Since the two column names contain commas, the cells need to be escaped with quotation marks so that the internal comma is not interpreted as a record separator. If you parse that file with Python's built-in CSV parser you get the following result:

"Col	1"	Col,2
item1	item2

While the first cell above appears to be four characters in length, it is actually five. The first character is U+FEFF (ZERO WIDTH NO-BREAK SPACE). Since the first cell starts with U+FEFF (ZERO WIDTH NO-BREAK SPACE), rather than U+0022 (QUOTATION MARK), the first comma is unescaped so it is interpreted as the record separator.

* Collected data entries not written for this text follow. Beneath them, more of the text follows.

Issue #113, opened 2020-06-14
Make mini gallery appear under each function documentation on website


rob-luke:
In the API section of the website, when the page for each function is open I would like it to have a list of examples that use the function.

I looked here but couldn't get it working... https://sphinx-gallery.github.io/stable/configuration.html#add-mini-galleries-for-api-documentation

agramfort:
copy this files from mne python

_templates/class.rst
_templates/function.rst

maybe this will work. If not @larsoner may spot the issue quickly

>

rob-luke:
Thanks @agramfort. I have opened #114 to build this in the ci and incase it helps highlight where my issue is.

PR #114, opened 2020-06-14
WIP: Make mini gallery appear under each function documentation on website

rob-luke:
As described in #113


rob-luke:
Still doesn't work :(

larsoner:
Your templates are in ` doc/_templates/class.rst`, which means that they will *not* be automatically detected by `autosummary`. You either need to pass `:template:` every time you want to autodoc a class (pain) or move these to `doc/_templates/autosummary/class.rst` / `function.rst` as we do in MNE-Python (automagical, easier)

rob-luke:
Woohoo it works! Thanks @larsoner and @agramfort

PR #115, opened 2020-06-14
Update environment and requirements to match MNE

rob-luke:


rob-luke:
Fails on linux with 

```bash
E ImportError: libGLX.so.0: cannot open shared object file: No such file or directory
```

larsoner:
The advantage of using a config like MNE-Python is that you can benefit from our fixes, `meld` or do a similar diff whenever you see problems like this and hopefully this would pop up as a candidate:

https://github.com/mne-tools/mne-python/blame/master/.circleci/config.yml#L58

In this case it's probably `libglx0`. FYI this is really a VTK bug that they're in the process of fixing but did not make it into the 9.0.0 wheels

larsoner:
Oh sorry this is Travis not CircleCI, but the fix is similar

https://github.com/mne-tools/mne-python/blame/master/.travis.yml#L12

larsoner:
(Or you could subscribe to all MNE-Python updates, but then you will have the same painful email load as @agramfort :) )

rob-luke:
> Or you could subscribe to all MNE-Python updates

Haha i do. Thats how I saw that MNE had updated pyvista and thats what inspired this change here.

> The advantage of using a config like MNE-Python is that you can benefit from our fixes, meld 

Thanks, I need to get my tooling better. I should have some assisted way of tracking changes in relevant MNE files so I don't need to do this manually. Maybe once the API settles and this is totally usable Ill then get around to it.

> Oh sorry this is Travis not CircleCI, but the fix is similar

Thank you! Appreciate the pointer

Since the byte-order mark is invisible when rendered, simply printing the content will not reveal the issue. It is visible in a hexdump produced with hexdump -C on Linux or Format-Hex in Windows Powershell. In the output from hexdump -C below, you can see that there is content before the quotation mark and that content matches the UTF-8-encoded byte-order mark of 0xEF, 0xBB, 0xBF.

00000000  ef bb bf 22 43 6f 6c 2c  31 22 2c 22 43 6f 6c 2c  |..."Col,1","Col,|
00000010  32 22 0d 0a 69 74 65 6d  31 2c 69 74 65 6d 32 0d  |2"..item1,item2.|
00000020  0a                                                |.|

CSV_COLS Output File

When media selectors are used, a copy of the input file with the specified sections replaced by component output is produced. The URI to the file will be present in the $.media.*.mediaSelectorsOutputUri field.

Below is an example of a job that uses CSV_COLS media selectors. The job uses a two-stage pipeline. The first stage performs language identification. The second performs translation.

{
    "algorithmProperties": {},
    "buildOutput": true,
    "jobProperties": {},
    "media": [
        {
            "mediaUri": "file:///opt/mpf/share/remote-media/test-csv-translation.csv",
            "properties": {},
            "mediaSelectorsOutputAction": "ARGOS TRANSLATION (WITH FF REGION AND NO TASK MERGING) ACTION",
            "mediaSelectors": [
                {
                    "type": "CSV_COLS",
                    "expression": "Spanish",
                    "resultDetectionProperty": "TRANSLATION",
                    "selectionProperties": {}
                },
                {
                    "type": "CSV_COLS",
                    "expression": "Chinese",
                    "resultDetectionProperty": "TRANSLATION",
                    "selectionProperties": {}
                }
            ]
        }
    ],
    "pipelineName": "ARGOS TRANSLATION (WITH FASTTEXT LANGUAGE ID) TEXT FILE PIPELINE",
    "priority": 4
}

The input file, test-csv-translation.csv, contains the content below.

English,Spanish,Chinese
"Hello, how are you?","¿Hola, cómo estás?",你好吗？
Where is the library?,¿Dónde está la biblioteca?,图书馆在哪里？
What time is it?,¿Qué hora es?,现在是几奌？

The mediaSelectorsOutputUri field from the output object will refer to a document containing the content below.

English,Spanish,Chinese
"Hello, how are you?","Hello, how are you?",How are you?
Where is the library?,Where's the library?,Where's the library?
What time is it?,What time is it?,What time is it?

If MEDIA_SELECTORS_DELIMETER was set to " | Translation: ", the file would contain the content below.

English,Spanish,Chinese
"Hello, how are you?","¿Hola, cómo estás? | Translation: Hello, how are you?",你好吗？ | Translation: How are you?
Where is the library?,¿Dónde está la biblioteca? | Translation: Where's the library?,图书馆在哪里？ | Translation: Where's the library?
What time is it?,¿Qué hora es? | Translation: What time is it?,现在是几奌？ | Translation: What time is it?